**PROMPT**.
Find all the lines in the material below with the word "water", and copy them.

**PROVIDED DATA**.
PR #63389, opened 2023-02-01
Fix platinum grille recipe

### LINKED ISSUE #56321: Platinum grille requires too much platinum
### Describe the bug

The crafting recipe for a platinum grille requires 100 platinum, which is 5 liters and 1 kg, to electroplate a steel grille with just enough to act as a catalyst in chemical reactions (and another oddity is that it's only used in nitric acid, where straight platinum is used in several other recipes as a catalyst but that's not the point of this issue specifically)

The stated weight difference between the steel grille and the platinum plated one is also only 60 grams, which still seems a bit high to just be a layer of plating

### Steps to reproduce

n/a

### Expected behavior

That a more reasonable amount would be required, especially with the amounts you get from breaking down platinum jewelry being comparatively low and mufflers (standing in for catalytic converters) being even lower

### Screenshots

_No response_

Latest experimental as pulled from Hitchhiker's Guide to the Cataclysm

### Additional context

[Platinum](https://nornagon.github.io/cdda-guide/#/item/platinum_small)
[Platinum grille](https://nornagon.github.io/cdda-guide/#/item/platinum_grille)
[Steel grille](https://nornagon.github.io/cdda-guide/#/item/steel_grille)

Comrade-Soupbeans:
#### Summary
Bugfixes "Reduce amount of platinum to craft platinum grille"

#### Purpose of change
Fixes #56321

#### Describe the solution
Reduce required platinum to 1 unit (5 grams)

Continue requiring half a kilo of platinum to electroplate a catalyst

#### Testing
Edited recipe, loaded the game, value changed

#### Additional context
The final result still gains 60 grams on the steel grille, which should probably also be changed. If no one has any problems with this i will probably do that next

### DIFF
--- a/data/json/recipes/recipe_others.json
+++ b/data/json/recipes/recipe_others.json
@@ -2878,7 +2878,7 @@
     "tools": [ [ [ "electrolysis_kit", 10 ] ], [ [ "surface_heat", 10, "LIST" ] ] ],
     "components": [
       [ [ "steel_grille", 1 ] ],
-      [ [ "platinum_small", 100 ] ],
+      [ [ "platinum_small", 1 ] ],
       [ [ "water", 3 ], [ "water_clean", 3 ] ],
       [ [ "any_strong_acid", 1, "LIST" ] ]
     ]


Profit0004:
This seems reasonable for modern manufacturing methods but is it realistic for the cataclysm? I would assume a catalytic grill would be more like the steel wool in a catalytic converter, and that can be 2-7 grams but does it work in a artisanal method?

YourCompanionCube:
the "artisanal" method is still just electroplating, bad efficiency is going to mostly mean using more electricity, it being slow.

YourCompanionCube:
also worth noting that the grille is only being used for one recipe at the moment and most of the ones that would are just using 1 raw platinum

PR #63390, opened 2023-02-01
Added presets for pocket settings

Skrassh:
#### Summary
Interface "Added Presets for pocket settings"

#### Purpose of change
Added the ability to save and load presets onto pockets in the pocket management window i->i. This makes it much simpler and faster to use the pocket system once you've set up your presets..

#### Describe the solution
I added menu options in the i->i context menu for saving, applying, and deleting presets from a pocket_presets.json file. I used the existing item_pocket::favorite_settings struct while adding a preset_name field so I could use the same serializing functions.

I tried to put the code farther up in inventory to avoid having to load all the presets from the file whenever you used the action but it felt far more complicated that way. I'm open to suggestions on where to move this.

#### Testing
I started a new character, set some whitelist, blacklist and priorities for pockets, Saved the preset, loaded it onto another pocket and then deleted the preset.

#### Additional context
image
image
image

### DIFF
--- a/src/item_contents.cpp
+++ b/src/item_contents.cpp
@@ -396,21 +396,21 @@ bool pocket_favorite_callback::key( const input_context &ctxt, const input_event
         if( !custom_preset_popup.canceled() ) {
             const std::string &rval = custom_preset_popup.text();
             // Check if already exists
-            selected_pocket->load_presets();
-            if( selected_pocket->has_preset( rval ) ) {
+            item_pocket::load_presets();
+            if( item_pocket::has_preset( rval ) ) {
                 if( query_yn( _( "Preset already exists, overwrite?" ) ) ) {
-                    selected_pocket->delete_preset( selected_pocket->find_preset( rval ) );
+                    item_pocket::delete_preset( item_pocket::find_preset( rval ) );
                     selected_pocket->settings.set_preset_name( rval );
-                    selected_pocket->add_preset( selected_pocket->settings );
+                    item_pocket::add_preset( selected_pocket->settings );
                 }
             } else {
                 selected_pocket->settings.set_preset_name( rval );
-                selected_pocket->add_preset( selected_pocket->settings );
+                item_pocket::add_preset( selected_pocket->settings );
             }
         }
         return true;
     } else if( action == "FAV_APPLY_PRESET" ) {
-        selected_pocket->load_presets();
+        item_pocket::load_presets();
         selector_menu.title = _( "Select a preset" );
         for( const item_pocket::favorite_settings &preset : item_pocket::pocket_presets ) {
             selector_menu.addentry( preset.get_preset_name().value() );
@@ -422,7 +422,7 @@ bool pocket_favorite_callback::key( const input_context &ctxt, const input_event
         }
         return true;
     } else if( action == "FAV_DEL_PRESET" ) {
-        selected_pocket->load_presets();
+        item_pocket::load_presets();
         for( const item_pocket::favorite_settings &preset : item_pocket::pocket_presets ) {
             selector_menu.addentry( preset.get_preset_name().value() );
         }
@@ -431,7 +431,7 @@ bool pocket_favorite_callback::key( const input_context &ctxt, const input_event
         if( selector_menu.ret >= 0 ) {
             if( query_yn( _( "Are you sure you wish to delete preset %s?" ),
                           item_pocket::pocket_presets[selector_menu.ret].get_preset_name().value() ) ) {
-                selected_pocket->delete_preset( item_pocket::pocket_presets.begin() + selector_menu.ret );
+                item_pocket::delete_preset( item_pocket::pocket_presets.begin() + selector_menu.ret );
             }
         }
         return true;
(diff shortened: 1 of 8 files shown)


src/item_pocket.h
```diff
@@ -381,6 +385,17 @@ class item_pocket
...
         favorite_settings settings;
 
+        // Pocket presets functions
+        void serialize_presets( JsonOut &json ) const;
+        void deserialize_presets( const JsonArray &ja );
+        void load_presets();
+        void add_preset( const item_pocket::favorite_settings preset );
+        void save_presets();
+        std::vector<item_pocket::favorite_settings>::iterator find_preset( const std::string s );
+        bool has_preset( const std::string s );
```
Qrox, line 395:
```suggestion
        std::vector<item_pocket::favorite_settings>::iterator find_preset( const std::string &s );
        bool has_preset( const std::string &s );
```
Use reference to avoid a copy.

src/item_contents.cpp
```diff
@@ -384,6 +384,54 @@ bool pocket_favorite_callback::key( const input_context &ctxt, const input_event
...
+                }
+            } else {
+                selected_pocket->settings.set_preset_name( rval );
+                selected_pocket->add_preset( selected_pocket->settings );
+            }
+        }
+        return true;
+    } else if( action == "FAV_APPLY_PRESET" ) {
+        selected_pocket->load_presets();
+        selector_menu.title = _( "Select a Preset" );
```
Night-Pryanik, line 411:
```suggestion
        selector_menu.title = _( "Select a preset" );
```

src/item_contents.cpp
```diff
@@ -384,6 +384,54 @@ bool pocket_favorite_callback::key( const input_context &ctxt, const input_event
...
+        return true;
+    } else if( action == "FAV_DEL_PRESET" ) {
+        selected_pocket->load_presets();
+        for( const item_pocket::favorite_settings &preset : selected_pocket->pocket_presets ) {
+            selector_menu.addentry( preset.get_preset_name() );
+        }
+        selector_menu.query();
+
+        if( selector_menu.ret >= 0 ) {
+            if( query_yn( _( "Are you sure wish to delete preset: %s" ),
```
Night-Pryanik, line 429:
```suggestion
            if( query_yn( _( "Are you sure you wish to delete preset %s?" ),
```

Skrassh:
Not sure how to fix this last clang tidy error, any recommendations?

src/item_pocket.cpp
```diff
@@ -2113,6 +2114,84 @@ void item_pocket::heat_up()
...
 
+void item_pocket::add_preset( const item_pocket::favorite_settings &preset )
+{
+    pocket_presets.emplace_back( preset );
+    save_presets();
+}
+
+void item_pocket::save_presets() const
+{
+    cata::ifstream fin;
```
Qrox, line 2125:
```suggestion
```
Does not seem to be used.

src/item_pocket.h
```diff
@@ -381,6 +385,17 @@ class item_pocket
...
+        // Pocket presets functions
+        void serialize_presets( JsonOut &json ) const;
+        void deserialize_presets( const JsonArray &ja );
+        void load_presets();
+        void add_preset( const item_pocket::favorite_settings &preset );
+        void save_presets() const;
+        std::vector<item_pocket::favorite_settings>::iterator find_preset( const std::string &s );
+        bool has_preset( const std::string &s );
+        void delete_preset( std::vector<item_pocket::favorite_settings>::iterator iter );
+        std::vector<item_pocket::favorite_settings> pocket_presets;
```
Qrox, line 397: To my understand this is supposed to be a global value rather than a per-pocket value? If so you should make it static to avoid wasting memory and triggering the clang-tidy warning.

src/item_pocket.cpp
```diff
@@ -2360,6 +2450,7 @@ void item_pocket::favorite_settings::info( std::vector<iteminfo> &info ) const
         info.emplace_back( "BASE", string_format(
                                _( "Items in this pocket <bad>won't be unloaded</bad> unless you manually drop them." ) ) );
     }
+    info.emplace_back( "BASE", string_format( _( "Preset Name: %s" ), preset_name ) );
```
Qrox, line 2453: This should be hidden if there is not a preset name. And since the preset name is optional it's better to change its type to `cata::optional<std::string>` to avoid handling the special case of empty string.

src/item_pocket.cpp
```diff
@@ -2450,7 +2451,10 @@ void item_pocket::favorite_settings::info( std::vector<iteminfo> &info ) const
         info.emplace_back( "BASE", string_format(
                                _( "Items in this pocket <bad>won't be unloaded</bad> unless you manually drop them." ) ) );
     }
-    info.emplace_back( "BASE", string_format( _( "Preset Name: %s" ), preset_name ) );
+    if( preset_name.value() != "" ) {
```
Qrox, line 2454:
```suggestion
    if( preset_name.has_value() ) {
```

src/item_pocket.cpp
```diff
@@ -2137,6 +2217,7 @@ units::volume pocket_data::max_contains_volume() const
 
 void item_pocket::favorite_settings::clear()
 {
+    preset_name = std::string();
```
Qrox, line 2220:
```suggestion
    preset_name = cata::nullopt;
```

==

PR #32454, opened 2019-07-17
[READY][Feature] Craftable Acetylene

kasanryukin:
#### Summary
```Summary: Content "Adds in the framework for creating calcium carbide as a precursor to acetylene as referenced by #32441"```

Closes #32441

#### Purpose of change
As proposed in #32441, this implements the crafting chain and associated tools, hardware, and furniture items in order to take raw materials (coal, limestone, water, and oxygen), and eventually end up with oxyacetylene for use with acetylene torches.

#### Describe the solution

**WRITTEN RESPONSE**.
       [ [ "water", 3 ], [ "water_clean", 3 ] ],
As proposed in #32441, this implements the crafting chain and associated tools, hardware, and furniture items in order to take raw materials (coal, limestone, water, and oxygen), and eventually end up with oxyacetylene for use with acetylene torches.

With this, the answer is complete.